## TASK BRIEF:
Go to the line containing "cdce8p, line 482: I" in the records below and print it and every following line exactly, on through the line containing "jacobtylerwalls: Ah, but", then stop.

## DATA EXCERPTS:
********************

PR #5876, opened 2022-03-08
Prevent `useless-suppression` on disables for stdlib deprecation checker

jacobtylerwalls:
## Type of Changes

## Description
**Before**
<s>The deprecated names checker ignored the `py_version` setting, raising warnings (or not) depending on the python interpreter version.</s>
`useless-suppression` is raised on disables of `deprecated-module` and sim. on lower versions where the module is not yet deprecated. This can make it challenging to get a project to pass pylint on multiple versions with a disable for a deprecated module.

**Now**
<s>Deprecated name warnings are emitted according to `py_version` (which falls back to the interpreter version).

Discussed at https://github.com/PyCQA/pylint/pull/5874#issuecomment-1061261766. </s>
`useless-suppression` is treated as incompatible with the stdlib deprecation checks--it is not emitted.

**Tangent**
As a follow up, we could consider adding ~`--py-version=3.8` to the pre-commit config to match CI?~ After 2.13, I suppose it should be `--py-version=3.7`.

### DIFF
--- a/pylint/checkers/stdlib.py
+++ b/pylint/checkers/stdlib.py
@@ -36,7 +36,7 @@
 # For details: https://github.com/PyCQA/pylint/blob/main/LICENSE
 
 """Checkers for various standard library functions."""
-
+import sys
 from collections.abc import Iterable
 from typing import TYPE_CHECKING, Dict, List, Optional, Set, Tuple
 
@@ -46,7 +46,6 @@ from astroid import nodes
 from pylint import interfaces
 from pylint.checkers import BaseChecker, DeprecatedMixin, utils
 from pylint.interfaces import IAstroidChecker
-from pylint.utils import get_global_option
 
 if TYPE_CHECKING:
     from pylint.lint import PyLinter
@@ -474,25 +473,20 @@ class StdlibChecker(DeprecatedMixin, BaseChecker):
         self._deprecated_modules: Set[str] = set()
         self._deprecated_decorators: Set[str] = set()
 
-    def open(self):
-        # In all versions
-        self._deprecated_methods.update(DEPRECATED_METHODS[0])
-        # Pad (X, Y) -> (X, Y, 0) since the constants are 3-tuples
-        py_version = (*get_global_option(self, "py-version"), 0)
-        for since_vers, func_list in DEPRECATED_METHODS[py_version[0]].items():
-            if since_vers <= py_version:
+        for since_vers, func_list in DEPRECATED_METHODS[sys.version_info[0]].items():
+            if since_vers <= sys.version_info:
                 self._deprecated_methods.update(func_list)
         for since_vers, func_list in DEPRECATED_ARGUMENTS.items():
-            if since_vers <= py_version:
+            if since_vers <= sys.version_info:
                 self._deprecated_arguments.update(func_list)
         for since_vers, class_list in DEPRECATED_CLASSES.items():
-            if since_vers <= py_version:
+            if since_vers <= sys.version_info:
                 self._deprecated_classes.update(class_list)
         for since_vers, mod_list in DEPRECATED_MODULES.items():
-            if since_vers <= py_version:
+            if since_vers <= sys.version_info:
                 self._deprecated_modules.update(mod_list)
         for since_vers, decorator_list in DEPRECATED_DECORATORS.items():
-            if since_vers <= py_version:
+            if since_vers <= sys.version_info:
                 self._deprecated_decorators.update(decorator_list)
 
     def _check_bad_thread_instantiation(self, node):
--- a/pylint/checkers/stdlib.py
+++ b/pylint/checkers/stdlib.py
@@ -466,11 +466,11 @@ class StdlibChecker(DeprecatedMixin, BaseChecker):
 
     def __init__(self, linter: Optional["PyLinter"] = None) -> None:
         BaseChecker.__init__(self, linter)
-        self._deprecated_methods: Set[Any] = set()
-        self._deprecated_attributes: Dict = {}
-        self._deprecated_classes: Dict = {}
-        self._deprecated_modules: Set[Any] = set()
-        self._deprecated_decorators: Set[Any] = set()
+        self._deprecated_methods: Set[str] = set()
+        self._deprecated_attributes: Dict[str, Tuple[Tuple[Optional[int], str], ...]] = {}
+        self._deprecated_classes: Dict[str, Set[str]] = {}
+        self._deprecated_modules: Set[str] = set()
+        self._deprecated_decorators: Set[str] = set()
 
     def open(self):
         # In all versions
--- a/pylint/checkers/stdlib.py
+++ b/pylint/checkers/stdlib.py
@@ -467,7 +467,7 @@ class StdlibChecker(DeprecatedMixin, BaseChecker):
     def __init__(self, linter: Optional["PyLinter"] = None) -> None:
         BaseChecker.__init__(self, linter)
         self._deprecated_methods: Set[str] = set()
-        self._deprecated_attributes: Dict[
+        self._deprecated_arguments: Dict[
             str, Tuple[Tuple[Optional[int], str], ...]
         ] = {}
         self._deprecated_classes: Dict[str, Set[str]] = {}
@@ -484,7 +484,7 @@ class StdlibChecker(DeprecatedMixin, BaseChecker):
                 self._deprecated_methods.update(func_list)
         for since_vers, func_list in DEPRECATED_ARGUMENTS.items():
             if since_vers <= py_version:
-                self._deprecated_attributes.update(func_list)
+                self._deprecated_arguments.update(func_list)
         for since_vers, class_list in DEPRECATED_CLASSES.items():
             if since_vers <= py_version:
                 self._deprecated_classes.update(class_list)
@@ -788,7 +788,7 @@ class StdlibChecker(DeprecatedMixin, BaseChecker):
         return self._deprecated_methods
 
     def deprecated_arguments(self, method: str):
-        return self._deprecated_attributes.get(method, ())
+        return self._deprecated_arguments.get(method, ())
 
     def deprecated_classes(self, module: str):
         return self._deprecated_classes.get(module, ())
--- a/pylint/checkers/stdlib.py
+++ b/pylint/checkers/stdlib.py
@@ -466,19 +466,16 @@ class StdlibChecker(DeprecatedMixin, BaseChecker):
 
     def __init__(self, linter: Optional["PyLinter"] = None) -> None:
         BaseChecker.__init__(self, linter)
-        self._deprecated_names_populated = False
         self._deprecated_methods: Set[Any] = set()
         self._deprecated_attributes: Dict = {}
         self._deprecated_classes: Dict = {}
         self._deprecated_modules: Set[Any] = set()
         self._deprecated_decorators: Set[Any] = set()
 
-    def _ensure_deprecated_names_populated(self):
-        if self._deprecated_names_populated:
-            return
+    def open(self):
         # In all versions
         self._deprecated_methods.update(DEPRECATED_METHODS[0])
-        # Pad (X.Y) -> (X.Y.0), since the constants are 3-tuples
+        # Pad (X, Y) -> (X, Y, 0) since the constants are 3-tuples
         py_version = (*get_global_option(self, "py-version"), 0)
         for since_vers, func_list in DEPRECATED_METHODS[py_version[0]].items():
             if since_vers <= py_version:
@@ -495,7 +492,6 @@ class StdlibChecker(DeprecatedMixin, BaseChecker):
         for since_vers, decorator_list in DEPRECATED_DECORATORS.items():
             if since_vers <= py_version:
                 self._deprecated_decorators.update(decorator_list)
-        self._deprecated_names_populated = True
 
     def _check_bad_thread_instantiation(self, node):
         if not node.kwargs and not node.keywords and len(node.args) <= 1:
@@ -784,23 +780,18 @@ class StdlibChecker(DeprecatedMixin, BaseChecker):
 
     def deprecated_modules(self):
         """Callback returning the deprecated modules."""
-        self._ensure_deprecated_names_populated()
         return self._deprecated_modules
 
     def deprecated_methods(self):
-        self._ensure_deprecated_names_populated()
         return self._deprecated_methods
 
     def deprecated_arguments(self, method: str):
-        self._ensure_deprecated_names_populated()
         return self._deprecated_attributes.get(method, ())
 
     def deprecated_classes(self, module: str):
-        self._ensure_deprecated_names_populated()
         return self._deprecated_classes.get(module, ())
 
     def deprecated_decorators(self) -> Iterable:
-        self._ensure_deprecated_names_populated()
         return self._deprecated_decorators
 
 
--- a/pylint/checkers/stdlib.py
+++ b/pylint/checkers/stdlib.py
@@ -38,7 +38,7 @@
 """Checkers for various standard library functions."""
 
 from collections.abc import Iterable
-from typing import TYPE_CHECKING, Any, Dict, List, Optional, Set, Tuple
+from typing import TYPE_CHECKING, Dict, List, Optional, Set, Tuple
 
 import astroid
 from astroid import nodes
@@ -467,7 +467,9 @@ class StdlibChecker(DeprecatedMixin, BaseChecker):
     def __init__(self, linter: Optional["PyLinter"] = None) -> None:
         BaseChecker.__init__(self, linter)
         self._deprecated_methods: Set[str] = set()
-        self._deprecated_attributes: Dict[str, Tuple[Tuple[Optional[int], str], ...]] = {}
+        self._deprecated_attributes: Dict[
+            str, Tuple[Tuple[Optional[int], str], ...]
+        ] = {}
         self._deprecated_classes: Dict[str, Set[str]] = {}
         self._deprecated_modules: Set[str] = set()
         self._deprecated_decorators: Set[str] = set()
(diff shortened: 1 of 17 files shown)


pylint/checkers/stdlib.py
```diff
@@ -466,27 +466,36 @@ class StdlibChecker(DeprecatedMixin, BaseChecker):
 
     def __init__(self, linter: Optional["PyLinter"] = None) -> None:
         BaseChecker.__init__(self, linter)
+        self._deprecated_names_populated = False
         self._deprecated_methods: Set[Any] = set()
+        self._deprecated_attributes: Dict = {}
+        self._deprecated_classes: Dict = {}
+        self._deprecated_modules: Set[Any] = set()
+        self._deprecated_decorators: Set[Any] = set()
```
Pierre-Sassoulas, line 474:
```suggestion
        self._deprecated_decorators: Set[Any] = set()
        self._ensure_deprecated_names_populated()
```
Would that work instead of calling it in each class function?

Pierre-Sassoulas (changes requested):
👍 Nice job, this is definitely a checker where the ``py-version`` is very useful.

pylint/checkers/stdlib.py
jacobtylerwalls: Unfortunately no, since`__init__()` runs before all option providers are parsed.

**Suggestion**
```
% python3.9 -m pylint tests/functional/d/deprecated/deprecated_methods_py39.py --py-version=3.8
************* Module deprecated_methods_py39
tests/functional/d/deprecated/deprecated_methods_py39.py:4:0: W1505: Using deprecated method b2a_hqx() (deprecated-method)

```
**PR**
```
% python3.9 -m pylint tests/functional/d/deprecated/deprecated_methods_py39.py --py-version=3.8

Your code has been rated at 10.00/10 (previous run: 5.00/10, +5.00)
```

jacobtylerwalls: Added a test case 9822f2f2eb66a9ebe596c8a5124d1d33e07bfa73

cdce8p: You can use the `open` method for it.
https://github.com/PyCQA/pylint/blob/6c0ba130730e82fc21063f138ffd05347bea0b9e/pylint/extensions/typing.py#L143-L144

pylint/checkers/stdlib.py
```diff
@@ -466,27 +466,36 @@ class StdlibChecker(DeprecatedMixin, BaseChecker):
...
+
+    def _ensure_deprecated_names_populated(self):
+        if self._deprecated_names_populated:
+            return
+        # In all versions
         self._deprecated_methods.update(DEPRECATED_METHODS[0])
-        for since_vers, func_list in DEPRECATED_METHODS[sys.version_info[0]].items():
-            if since_vers <= sys.version_info:
+        # Pad (X.Y) -> (X.Y.0), since the constants are 3-tuples
+        py_version = (*get_global_option(self, "py-version"), 0)
```
cdce8p, line 482: I don't think padding is necessary. Tuple comparison works even with tuples of different length.
```py
>>> (3, 8, 0) >= (3, 8)
True
```

cdce8p (changes requested):

pylint/checkers/stdlib.py
jacobtylerwalls: This is what I was running into:
```python
>>> since_vers = (3, 9, 0)
>>> py_version = (3, 9)
>>> since_vers <= py_version
False
>>> py_version_padded = (3, 9, 0)
>>> since_vers <= py_version_padded
True
```

jacobtylerwalls: Ah, but maybe I could rewrite the inequalities instead?

cdce8p: I see. In that case it's probably easiest to leave it as is, with padding. Just keep in mind that `py-version = 3.6.2` would  also be valid. AFAICT padding would work here too, though.

pylint/checkers/stdlib.py
```diff
@@ -467,25 +467,30 @@ class StdlibChecker(DeprecatedMixin, BaseChecker):
     def __init__(self, linter: Optional["PyLinter"] = None) -> None:
         BaseChecker.__init__(self, linter)
         self._deprecated_methods: Set[Any] = set()
+        self._deprecated_attributes: Dict = {}
```
cdce8p, line 470:
```suggestion
        self._deprecated_attributes: Dict[str, Tuple[Tuple[Optional[int], str], ...]] = {}
```

pylint/checkers/stdlib.py
```diff
@@ -467,25 +467,30 @@ class StdlibChecker(DeprecatedMixin, BaseChecker):
...
+        self._deprecated_classes: Dict = {}
```
cdce8p, line 471:
```suggestion
        self._deprecated_classes: Dict[str, Set[str]] = {}
```

pylint/checkers/stdlib.py
```diff
@@ -467,25 +467,30 @@ class StdlibChecker(DeprecatedMixin, BaseChecker):
...
+        self._deprecated_modules: Set[Any] = set()
```
cdce8p, line 472:
```suggestion
        self._deprecated_modules: Set[str] = set()
```

pylint/checkers/stdlib.py
```diff
@@ -467,25 +467,30 @@ class StdlibChecker(DeprecatedMixin, BaseChecker):
...
+        self._deprecated_decorators: Set[Any] = set()
```
cdce8p, line 473:
```suggestion
        self._deprecated_decorators: Set[str] = set()
```

pylint/checkers/stdlib.py
```diff
@@ -37,7 +37,6 @@
 
 """Checkers for various standard library functions."""
 
-import sys
 from collections.abc import Iterable
 from typing import TYPE_CHECKING, Any, Dict, List, Optional, Set
```
cdce8p, line 41:
```suggestion
from typing import TYPE_CHECKING, Any, Dict, List, Optional, Set, Tuple
```

cdce8p (approved):
Looks good. I left a few comments with some more detailed types.

Pierre-Sassoulas (approved):

DanielNoord:
Bit late to the party here, but are we sure this should consider `py-version`? I was thinking the same thing earlier, but if we do we lose the "timely warning" effect of `deprecated-module`. Taking `distutils` as an example, we would only start to warn when `py-version==3.10`. What effect does `depracted-module` then have compared to the normal `DeprectationWarnings` that get emitted?

jacobtylerwalls:
> What effect does depracted-module then have compared to the normal DeprectationWarnings that get emitted?

My reply would be: it's better to divorce these things from your python interpreter. If you haven't (or won't be) upgrading your python interpreter from 3.8 to 3.10, then you can run with `--py-version=3.10` to get an early warning.

The docs should probably be updated to suggest running `--py-version` for highest and lowest supported versions, not just lowest.

jacobtylerwalls:
> What effect does depracted-module then have compared to the normal DeprectationWarnings that get emitted?

Well, if you have poor test coverage and then never trigger a warning during tests, pylint comes to the rescue! 😉

Pierre-Sassoulas:
Wow, I think Daniel is right. We probably want to do the opposite change and warn for all versions regardless of the interpreter used.

DanielNoord:
> My reply would be: it's better to divorce these things from your python interpreter. If you haven't (or won't be) upgrading your python interpreter from 3.8 to 3.10, then you can run with `--py-version=3.10` to get an early warning.

Agreed, but at the same time it kind of defeats the purpose of this message? A completely (and perhaps equally flawed approach) could be to remove `deprecated-...` from the `useless-suppression` warning. I believe that's the only thing that is really troublesome about this, right?

> The docs should probably be updated to suggest running `--py-version` for highest and lowest supported versions, not just lowest.

That runs a bit counter to what that setting is supposed to represent (both in `pylint` and in other tools that are slowly starting to support the setting).

jacobtylerwalls:
> That runs a bit counter to what that setting is supposed to represent (both in pylint and in other tools that are slowly starting to support the setting).

Got it, fair enough. But I wonder about other things besides the deprecated checker. What about the `consider-using-alias` that only operates on 3.7 and 3.8. If there's a `disable` for that in a codebase being linted against py 3.7, won't a python 3.10 interpreter flag that as `useless-suppression`? And now back to the same problem with pre-commit blocking people with different interpreters.

> Agreed, but at the same time it kind of defeats the purpose of this message? A completely (and perhaps equally flawed approach) could be to remove deprecated-... from the useless-suppression warning. I believe that's the only thing that is really troublesome about this, right?

If we warn on all versions for, say, `distutils` deprecation, projects that might not support py 3.10 for another two years or maybe _never_ (more likely, with say, 4.0 than 3.10...), then have to add disables everywhere they use the particular modules deprecated in 3.10. They can't do a global disable without losing warnings they want on 3.8 and below (e.g.). So they're wading into picking and choosing all the deprecated names.

***
(I'm open to whatever; interested in this for its own sake, not some passionate commitment to any direction.)

Pierre-Sassoulas:
I think it also makes sense to follow the logic used elsewhere (in the typing checker for example).

>  A completely (and perhaps equally flawed approach) could be to remove deprecated-... from the useless-suppression warning. 

I like this that way we could both have minimum false negative and false positive. Maybe more generally if a message uses the ``py-version`` at all we disable useless-suppression for it ? I think it make sense, the potential for false positive is high for multi-interpreter project. (The other false positives for useless-suppression I can think off are various versions of the same lib --numpy 1.19 vs 1.20, for example-- but we do not have this level of support for lib in astroid brain.)

I don't have a strong opinion about this. I think @cdce8p, as the creator of ``py-version``, will though  😄

cdce8p:
> What about the `consider-using-alias` that only operates on 3.7 and 3.8. If there's a `disable` for that in a codebase being linted against py 3.7, won't a python 3.10 interpreter flag that as `useless-suppression`?

The reason why I added `py-version` in the first place was to deal with these exact issues. Personally, I'm using Python 3.10. If I use that for pylint, I would end up with `suggestions` for typing which don't work in all supported version.
For your example, if the project sets `py-version = 3.7`, anyone linting it would get the same result. Regardless if they are using 3.7 or 3.10. Thus `useless-suppression` isn't an issue.

Some points to take away. `py-version` should always indicate the **oldest** supported version and it's used to emit **suggestions**, not warnings. _At least I think of it that way._

--
I'm not completely sure anymore it can be applied that way to the deprecation checker. Both arguments are valid here, use `py-version` - errors should only be emitted when **all** supported versions would emit one - and use `sys.version_info` at least that way maintainers know about upcoming deprecations earlier.

_It could even be that exact conflict why we haven't changed it already._

So how do we resolve this? Tbh I don't have a good answer here. One moment I like `py-version` and the next `sys.version_info`. Maybe the later is slightly better, considering that projects can actively choose to resolve deprecation warnings earlier?

--
> Agreed, but at the same time it kind of defeats the purpose of this message? A completely (and perhaps equally flawed approach) could be to remove `deprecated-...` from the `useless-suppression` warning. I believe that's the only thing that is really troublesome about this, right?

Not sure. Wouldn't that defeat the purpose of the `useless-suppression` check?
IMO `useless-suppression` just shouldn't be enabled by default. Just using it from time to time to cleanup messages is enough. That would resolve the whole issue. _I believe that's also what I argued for when it was added to pylintrc, but I might be wrong._

jacobtylerwalls:
Thanks, that's helpful. I think now `--py-version` is the wrong way to go, and this PR shouldn't tie it to the deprecated checker.

I looked at the original deprecated checker, no discussion about multiple-interpreter projects.

_Warn for all versions_ and _don't emit useless-suppression for the deprecated checker_ are not incompatible with each other, but nobody's asking for the former ATM, so I suggest just doing the smaller change to deal with the little bump I ran into. :-)

DanielNoord:
> Not sure. Wouldn't that defeat the purpose of the `useless-suppression` check? IMO `useless-suppression` just shouldn't be enabled by default. Just using it from time to time to cleanup messages is enough. That would resolve the whole issue. _I believe that's also what I argued for when it was added to pylintrc, but I might be wrong._

I think that just comes down to personal preference.

Fact remains that a project which uses `distutils` and runs its CI both on `3.9` and `3.10` will be unable to pass CI when both `useless-suppression` and `deprecated-module` are turned on. Having two messages be incompatible with each other seems like something we should try and avoid (and fix).

Another (far-fetched) idea would be to change `deprecated-module` to the `Information` category? That way it's easier to let CIs pass even though the message is emitted?

Pierre-Sassoulas:
> Some points to take away. py-version should always indicate the oldest supported version and it's used to emit suggestions, not warnings

Thank you for the reminder ! Taking that into account if ``py-version`` is 3.6 it means you can be supporting 3.10 (what we currently do in pylint). So if something deprecated in 3.7 is removed in 3.10 you can have 3.10 code not working because the deprecated function was removed and pylint not raising a warning (yet) because you still support 3.6.

By "emit suggestions, not warnings" are you saying we should decrease the level of the message like @DanielNoord suggested ? I think information message are deactivated by default so if we decrease to ``I`` most user won't see it at all.

cdce8p:
> By "emit suggestions, not warnings" are you saying we should decrease the level of the message like @DanielNoord suggested ? I think information message are deactivated by default so if we decrease to `I` most user won't see it at all.

No, **suggestions** is just the mental model I use here. As you said, information messages likely wouldn't be seen at all. So those don't help.

> _Warn for all versions_ and _don't emit useless-suppression for the deprecated checker_ are not incompatible with each other, but nobody's asking for the former ATM, so I suggest just doing the smaller change to deal with the little bump I ran into. :-)

Sounds good to me. In your changes, I saw that we already exclude `cyclic-import` messages. So adding a few more wouldn't be that big of a change. If @Pierre-Sassoulas and @DanielNoord I would suggest to move forward with that.

pylint/constants.py
```diff
@@ -173,3 +173,13 @@ class DeletedMessage(NamedTuple):
     # https://github.com/PyCQA/pylint/pull/3571
     DeletedMessage("C0330", "bad-continuation"),
 ]
+
+
+INCOMPATIBLE_WITH_USELESS_SUPPRESSION = [
```
cdce8p, line 178: This could be a set / frozenset. That should help with the lookups.

pylint/utils/file_state.py
```diff
@@ -162,7 +166,10 @@ def iter_spurious_suppression_messages(
                 if not enable and (warning, line) not in self._ignored_msgs:
                     # ignore cyclic-import check which can show false positives
                     # here due to incomplete context
-                    if warning != "R0401":
+                    # and deprecated-{module, argument, class, method, decorator}
+                    # which can cause false positives for multi-interpreter projects
+                    # when linting with an interpreter on a lower python version
```
cdce8p, line 171: Can you move the explanation to the constant file? I think it would make more sense there.

pylint/utils/file_state.py
```diff
@@ -162,7 +166,10 @@ def iter_spurious_suppression_messages(
...
+                    if warning not in INCOMPATIBLE_WITH_USELESS_SUPPRESSION:
```
cdce8p, line 172: The if statement can probably be combined with the previous one.

tests/functional/d/deprecated/deprecated_module_py39.rc
```diff
@@ -0,0 +1,5 @@
+[testoptions]
+min_pyver=3.9
+
+[Messages Control]
+enable=deprecated-module
```
cdce8p, line 5: Isn't it enabled by default?

cdce8p (changes requested):

pylint/constants.py
```diff
@@ -173,3 +173,13 @@ class DeletedMessage(NamedTuple):
...
+    "R0401",  # cyclic-import
+    "W0402",  # deprecated-module
+    "W1505",  # deprecated-method
+    "W1511",  # deprecated-argument
+    "W1512",  # deprecated-class
+    "W1513",  # deprecated-decorator
```
Pierre-Sassoulas, line 184: I'm wondering how hard it would be to still raise useless-suppression if the function/class/module/decorator... is not deprecated in any python version. I don't think this checker is very performance intensive, maybe relaunching with the highest python version (3.10 right now) is possible ?

cdce8p: Though about something similar, but in the context of a bare `disable` once the deprecation has been removed.

> I don't think this checker is very performance intensive, maybe relaunching with the highest python version (3.10 right now) is possible ?

Not sure that is practical. It would almost certainly change major parts of the application flow.
Maybe it's simpler to add a new config option to show **all** `useless-suppression` messages? We should mention however, that it should only be used temporarily and not added to `pylintrc`.

DanielNoord: @cdce8p I like your last suggestion!

tests/functional/d/deprecated/deprecated_module_py39.rc
jacobtylerwalls: Thanks, this was a left-over artifact from investigating unexpected test results.

jacobtylerwalls:
Thanks for the reviews -- they helped point this in the right direction and get it polished.

> Maybe it's simpler to add a new config option to show all useless-suppression messages? We should mention however, that it should only be used temporarily and not added to pylintrc.

Shall we defer that to another issue?

cdce8p:
> > Maybe it's simpler to add a new config option to show all useless-suppression messages? We should mention however, that it should only be used temporarily and not added to pylintrc.
> 
> Shall we defer that to another issue?

👍🏻

cdce8p (approved):
Looks good to me. I'll leave the final call for @DanielNoord and @Pierre-Sassoulas.
Thanks @jacobtylerwalls 🐬

Pierre-Sassoulas (approved):

DanielNoord (approved):
Thanks @jacobtylerwalls!

Could you make that follow-up issue about finding an elegant way to force `useless-suppression` to show all warnings?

********************

## WRITTEN ANSWER:
cdce8p, line 482: I don't think padding is necessary. Tuple comparison works even with tuples of different length.
```py
>>> (3, 8, 0) >= (3, 8)
True
```

cdce8p (changes requested):

pylint/checkers/stdlib.py
jacobtylerwalls: This is what I was running into:
```python
>>> since_vers = (3, 9, 0)
>>> py_version = (3, 9)
>>> since_vers <= py_version
False
>>> py_version_padded = (3, 9, 0)
>>> since_vers <= py_version_padded
True
```

jacobtylerwalls: Ah, but maybe I could rewrite the inequalities instead?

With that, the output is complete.